Centrala begrepp
The core message of this article is to propose a strategic framework for estimating the amount of annotated data required to train satisfactory patch-based segmentation networks. This framework includes the establishment of performance expectations using a Minor Boundary Adjustment for Threshold (MinBAT) method, and standardizing patch selection through the ROI-based Expanded Patch Selection (REPS) method.
Sammanfattning
The article focuses on the early stage of deep learning research, prior to model development, and proposes a framework to estimate the amount of annotated data required for patch-based brain MRI segmentation tasks.
Key highlights:
Established performance expectations using a novel Minor Boundary Adjustment for Threshold (MinBAT) method, which determines acceptable Dice Similarity Coefficient (DSC) scores based on the size and shape of the regions of interest (ROIs).
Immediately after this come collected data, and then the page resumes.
PR #216, opened 2018-03-29
Setup deployment to GitHub releases.

### LINKED ISSUE #198: Deploy Mainframer binaries to GitHub releases.
Since we now use compiled language #191, we need to ship binaries instead of source code.

To do that I'm planning to deploy resulting binaries to GitHub releases which can be either manually downloaded or installed through Homebrew/etc. Later we could also upload binaries to Bintray to have them there just in case.

As a reference example, this is how `ripgrep` does it:

- [ripgrep GitHub releases page](https://github.com/BurntSushi/ripgrep/releases)
- [ripgrep Homebrew](https://github.com/BurntSushi/ripgrep/blob/f5411b992cb5287e35ceca724651121c0beb3995/pkg/brew/ripgrep-bin.rb)
- [ripgrep Travis config that deploys to GitHub](https://github.com/BurntSushi/ripgrep/blob/f5411b992cb5287e35ceca724651121c0beb3995/.travis.yml#L89)

And Travis documentation about deploying to GitHub releases https://docs.travis-ci.com/user/deployment/releases/

artem-zinnatullin:
Closes #198.

I don't really like it yet, will probably refactor later.

So far to distinguish macOS/Linux binaries I'm just adding `uname -s` to the binary name. 

But if we'll need to build more than one targets for same OS, we'll need to add target info to the file name.

I'm also not sure if I want to add Mainframer version to the binary name:

- It's not easy, I'll need to do it from Bash, `cargo` doesn't do that
- It's better for raw downloads because you see version in the file name
- It's worse for raw downloads because you can't just put it in `$PATH` (but I already broke it by adding `uname -s`)
- It's worse for Homebrew tap as we'll need to reference different file name in each release


artem-zinnatullin:
Gonna test deployment on my fork

artem-zinnatullin:
```
> Could not resolve all files for configuration ':classpath'.
   > Could not download gradle-core.jar (com.android.tools.build:gradle-core:2.2.3)
      > Could not get resource 'https://jcenter.bintray.com/com/android/tools/build/gradle-core/2.2.3/gradle-core-2.2.3.jar'.
         > Could not GET 'https://jcenter.bintray.com/com/android/tools/build/gradle-core/2.2.3/gradle-core-2.2.3.jar'.
            > Connect to akamai.bintray.com:443 [akamai.bintray.com/23.45.130.89] failed: Connection timed out (Connection timed out)
```

Of course Bintray [reports that everything is ok](http://status.bintray.com).

screen shot 2018-03-29 at 9 42 55 am

.travis.yml
```diff
@@ -3,16 +3,26 @@ install:
...
-        - ci/macOS.sh
+  - os: linux
+    sudo: required
+    services:
+    - docker
+    script:
+    - ci/build.sh
+  - os: osx
+    script:
+    - ci/macOS.sh
```
arturdryomov, line 14: `build-macos.sh`?

arturdryomov (approved):
We should move samples to a separate repository with multiple Docker images since the current setup is a mess.

artem-zinnatullin:
Once we publish Mainframer to at least Homebrew, I'm not against moving samples to a separate repo

.travis.yml
artem-zinnatullin: I want to refactor it separately, it's a little messy atm :(

artem-zinnatullin:
Works on my fork: https://github.com/artem-zinnatullin/mainframer/releases/tag/v3.0.0-deploy-test-9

Introduced the ROI-based Expanded Patch Selection (REPS) strategy to standardize the contribution of each training case to the model, while maintaining model performance.
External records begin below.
PR #229, opened 2018-10-15
Reset Apache license to the original state.

arturdryomov:


artem-zinnatullin:
Motivation: last section in the license text is a template, not an actual part that we need to change

artem-zinnatullin (approved):

artem-zinnatullin:
mhm, Travis integration didn't migrate after project transfer, fixing…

Conducted experiments on three brain-related segmentation tasks (brain extraction, tumor segmentation, and MS lesion segmentation) with different ROI sizes and shapes.
Visualized learning curves to estimate and predict the required number of cases based on the target DSC scores determined by MinBAT.
Discovered relationships between the number of cases, the number of ROIs, and the achievable performance, which can assist in the design of experiments and evaluation of algorithms.
Statistik
The article does not contain any explicit numerical data or statistics. The key insights are derived from the experimental results and the proposed methods.
Citat
The article does not contain any direct quotes that are critical to the key arguments.